● EXERCISE DETAILS
Once you reach the line containing "sofiia-chorna, line 224: i", copy it and every line after it exactly, through the end of the data below.

Start of DATASET EXCERPTS

PR #528, opened 2026-03-02
Papercut fixes

ceriottm:
Starting a PR to fix a few annoying papercut bugs. Everyone feel free to contribute

### DIFF
--- a/python/chemiscope/headless.py
+++ b/python/chemiscope/headless.py
@@ -4,6 +4,7 @@ import base64
 import gzip
 import json
 import os
+import tempfile
 import threading
 from pathlib import Path
 
@@ -217,8 +218,6 @@ class ChemiscopeHeadless(HasTraits):
         # magnitude faster than page.evaluate(script, data) for large datasets,
         # because evaluate() serializes data through CDP which is extremely slow
         # (e.g. 300s for 50MB vs 15s with script tag).
-        import tempfile
-
         with tempfile.NamedTemporaryFile(
             mode="w", suffix=".js", delete=False, prefix="chemiscope_"
         ) as f:
--- a/python/chemiscope/input.py
+++ b/python/chemiscope/input.py
@@ -1209,7 +1209,14 @@ _VALID_KEYS = {
 }
 
 
-def _check_vector(value, name, expected_length):
+def _check_scalar(value, name, kind=""):
+    """Check that a value is a numeric scalar (int, float, or numpy numeric)."""
+    if not np.issubdtype(type(value), np.number):
+        prefix = f"{kind} shape " if kind else ""
+        raise TypeError(f"{prefix}'{name}' must be a numeric value, got {type(value)}")
+
+
+def _check_vector(value, name, expected_length, kind=""):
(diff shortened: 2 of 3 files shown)


python/chemiscope/headless.py
```diff
@@ -212,15 +212,37 @@ def _initialize_visualizer(self, data, mode):
 
         config = {key: f"chemiscope-{key}" for key in config_keys}
 
+        # Write dataset to a temp JS file and load via add_script_tag(path=...)
+        # which reads the file directly into the browser. This is orders of
+        # magnitude faster than page.evaluate(script, data) for large datasets,
+        # because evaluate() serializes data through CDP which is extremely slow
+        # (e.g. 300s for 50MB vs 15s with script tag).
+        import tempfile
```
sofiia-chorna: we can move import to the top

python/chemiscope/input.py
```diff
@@ -1177,44 +1235,32 @@ def _check_valid_shape(shape):
...
+        raise ValueError(f"unknown shape kind '{kind}'")
 
+    for parameter in parameters:
+        if parameter not in valid_keys:
+            raise ValueError(
+                f"unknown shape parameter '{parameter}' for '{kind}' shape kind"
+            )
+
+    if kind == "sphere":
         if not isinstance(parameters["radius"], float):
```
sofiia-chorna: in `_check_vector` we accept both float and int but here only float. maybe we can add support for int values too, so` {'radius': 1}` wont fail?

python/chemiscope/input.py
```diff
@@ -1162,13 +1191,42 @@ def _validate_shapes(structures, shapes):
...
+def _check_vector(value, name, expected_length):
+    """Check that a value is a numeric sequence with the expected length."""
+    if isinstance(value, list):
+        if len(value) == expected_length and all(
+            isinstance(v, (int, float)) for v in value
+        ):
+            return
+    arr = np.asarray(value).astype(np.float64, casting="safe", subok=False, copy=False)
+    if arr.shape != (expected_length,):
+        raise ValueError(f"'{name}' must be an array with {expected_length} values")
```
sofiia-chorna: we can live like this but i see that before we also included the shape kind to the error message, e.g. `"'semiaxes' must be an array with 3 values for 'ellipsoid' shape kind"`

python/chemiscope/headless.py
```diff
@@ -212,15 +212,37 @@ def _initialize_visualizer(self, data, mode):
...
+
+        with tempfile.NamedTemporaryFile(
+            mode="w", suffix=".js", delete=False, prefix="chemiscope_"
+        ) as f:
+            f.write("window.__chsp_data = ")
```
sofiia-chorna, line 224: i am wondering if it is safe to use just `__chsp_data` as a global variable name

ceriottm: I think it's ok, it's created and immediately destroyed

python/chemiscope/input.py
ceriottm: ok changed it to use a generic check for numerical values

PR #540, opened 2026-03-20
Fix some bugs related to parameterized properties

ceriottm:
There were a bunch of bugs related to parameterized properties:
* chemiscope.show didn't have a "parameters" option
* structure and map viewer don't work 
* there was no example


sofiia-chorna (approved):
thanks!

End of DATASET EXCERPTS

● ANSWER BOX
sofiia-chorna, line 224: i am wondering if it is safe to use just `__chsp_data` as a global variable name

ceriottm: I think it's ok, it's created and immediately destroyed

python/chemiscope/input.py
ceriottm: ok changed it to use a generic check for numerical values

PR #540, opened 2026-03-20
Fix some bugs related to parameterized properties

ceriottm:
There were a bunch of bugs related to parameterized properties:
* chemiscope.show didn't have a "parameters" option
* structure and map viewer don't work 
* there was no example


sofiia-chorna (approved):
thanks!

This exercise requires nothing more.